• _What the exercise asks_
Throughout the records below, find each line holding "opened" and copy it.

═════ Provided records

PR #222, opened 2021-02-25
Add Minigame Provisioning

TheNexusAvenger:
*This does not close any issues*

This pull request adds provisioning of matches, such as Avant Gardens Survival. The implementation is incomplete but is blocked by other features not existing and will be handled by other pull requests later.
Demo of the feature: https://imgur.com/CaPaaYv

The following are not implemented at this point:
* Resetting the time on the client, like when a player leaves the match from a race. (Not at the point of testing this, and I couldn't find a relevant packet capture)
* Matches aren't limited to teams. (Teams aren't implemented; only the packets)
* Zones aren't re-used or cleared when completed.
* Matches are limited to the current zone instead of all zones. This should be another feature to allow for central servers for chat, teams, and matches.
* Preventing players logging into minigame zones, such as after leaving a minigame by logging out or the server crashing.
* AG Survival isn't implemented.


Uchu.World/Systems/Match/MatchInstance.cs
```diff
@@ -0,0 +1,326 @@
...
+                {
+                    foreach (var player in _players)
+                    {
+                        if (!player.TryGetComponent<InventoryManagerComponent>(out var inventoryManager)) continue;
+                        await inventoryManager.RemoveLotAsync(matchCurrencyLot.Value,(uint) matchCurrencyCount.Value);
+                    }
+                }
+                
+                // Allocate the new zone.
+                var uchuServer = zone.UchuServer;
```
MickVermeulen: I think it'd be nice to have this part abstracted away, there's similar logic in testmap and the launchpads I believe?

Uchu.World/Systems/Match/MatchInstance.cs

══════════
═════ Provided records

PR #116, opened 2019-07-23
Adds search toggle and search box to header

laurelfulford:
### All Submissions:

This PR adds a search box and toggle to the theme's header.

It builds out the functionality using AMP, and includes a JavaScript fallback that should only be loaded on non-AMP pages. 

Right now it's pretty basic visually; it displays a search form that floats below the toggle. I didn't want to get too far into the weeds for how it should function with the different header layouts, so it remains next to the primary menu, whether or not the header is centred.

══════════
═════ Provided records

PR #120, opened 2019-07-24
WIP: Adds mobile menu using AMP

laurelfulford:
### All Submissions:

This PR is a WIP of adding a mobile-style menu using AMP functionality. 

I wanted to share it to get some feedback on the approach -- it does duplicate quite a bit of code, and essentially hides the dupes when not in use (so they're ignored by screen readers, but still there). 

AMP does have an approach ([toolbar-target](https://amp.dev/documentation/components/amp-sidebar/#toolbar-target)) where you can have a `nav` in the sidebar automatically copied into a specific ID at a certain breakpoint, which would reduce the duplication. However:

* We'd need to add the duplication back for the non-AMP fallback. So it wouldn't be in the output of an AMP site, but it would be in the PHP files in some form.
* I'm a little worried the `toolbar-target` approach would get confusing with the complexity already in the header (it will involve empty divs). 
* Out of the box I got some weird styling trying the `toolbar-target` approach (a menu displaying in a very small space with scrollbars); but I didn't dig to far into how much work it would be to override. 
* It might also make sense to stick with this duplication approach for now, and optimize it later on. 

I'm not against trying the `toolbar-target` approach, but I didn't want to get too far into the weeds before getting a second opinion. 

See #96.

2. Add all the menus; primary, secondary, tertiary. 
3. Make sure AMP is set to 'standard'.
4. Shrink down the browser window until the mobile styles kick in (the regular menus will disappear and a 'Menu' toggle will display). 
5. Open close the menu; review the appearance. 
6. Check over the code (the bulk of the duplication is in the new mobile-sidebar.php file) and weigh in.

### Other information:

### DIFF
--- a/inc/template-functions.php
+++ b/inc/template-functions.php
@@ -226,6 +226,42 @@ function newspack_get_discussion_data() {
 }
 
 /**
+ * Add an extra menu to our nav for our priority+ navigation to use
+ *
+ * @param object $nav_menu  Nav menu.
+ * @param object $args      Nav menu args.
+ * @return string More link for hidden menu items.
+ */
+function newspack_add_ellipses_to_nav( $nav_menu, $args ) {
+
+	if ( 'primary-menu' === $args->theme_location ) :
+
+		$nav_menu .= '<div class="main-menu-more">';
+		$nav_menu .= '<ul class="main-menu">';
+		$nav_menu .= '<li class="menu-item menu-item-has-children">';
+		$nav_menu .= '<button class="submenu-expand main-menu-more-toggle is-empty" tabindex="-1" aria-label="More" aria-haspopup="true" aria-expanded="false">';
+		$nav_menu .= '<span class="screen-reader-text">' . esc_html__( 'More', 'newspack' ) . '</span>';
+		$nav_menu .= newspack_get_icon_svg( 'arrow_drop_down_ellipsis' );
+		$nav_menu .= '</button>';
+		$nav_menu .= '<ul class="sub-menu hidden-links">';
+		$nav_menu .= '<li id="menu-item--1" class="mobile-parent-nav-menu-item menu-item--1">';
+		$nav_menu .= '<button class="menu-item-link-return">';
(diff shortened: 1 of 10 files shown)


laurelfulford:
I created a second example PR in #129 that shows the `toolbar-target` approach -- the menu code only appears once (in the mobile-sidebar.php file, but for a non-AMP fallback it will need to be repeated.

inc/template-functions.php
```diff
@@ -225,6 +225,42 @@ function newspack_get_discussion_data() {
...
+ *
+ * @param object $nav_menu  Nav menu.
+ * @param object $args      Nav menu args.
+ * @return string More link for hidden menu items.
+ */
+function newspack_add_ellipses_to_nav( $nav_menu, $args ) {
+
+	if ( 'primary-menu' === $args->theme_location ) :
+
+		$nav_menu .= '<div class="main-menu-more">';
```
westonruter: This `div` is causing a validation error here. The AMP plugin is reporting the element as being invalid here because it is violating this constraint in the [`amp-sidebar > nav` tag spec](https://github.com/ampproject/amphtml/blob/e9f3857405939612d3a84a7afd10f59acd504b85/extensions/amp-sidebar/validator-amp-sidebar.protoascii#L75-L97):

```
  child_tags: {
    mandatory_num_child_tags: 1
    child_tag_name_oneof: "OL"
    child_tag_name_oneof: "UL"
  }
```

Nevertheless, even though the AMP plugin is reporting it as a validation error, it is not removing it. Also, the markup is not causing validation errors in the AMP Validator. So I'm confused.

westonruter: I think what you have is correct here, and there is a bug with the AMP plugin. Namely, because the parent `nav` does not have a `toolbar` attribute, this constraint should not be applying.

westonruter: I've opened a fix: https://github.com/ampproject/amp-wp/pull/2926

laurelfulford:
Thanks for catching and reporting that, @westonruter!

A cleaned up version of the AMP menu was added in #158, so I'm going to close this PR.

══════════

• _Expected answer_
PR #222, opened 2021-02-25
PR #116, opened 2019-07-23
PR #120, opened 2019-07-24
westonruter: I've opened a fix: https://github.com/ampproject/amp-wp/pull/2926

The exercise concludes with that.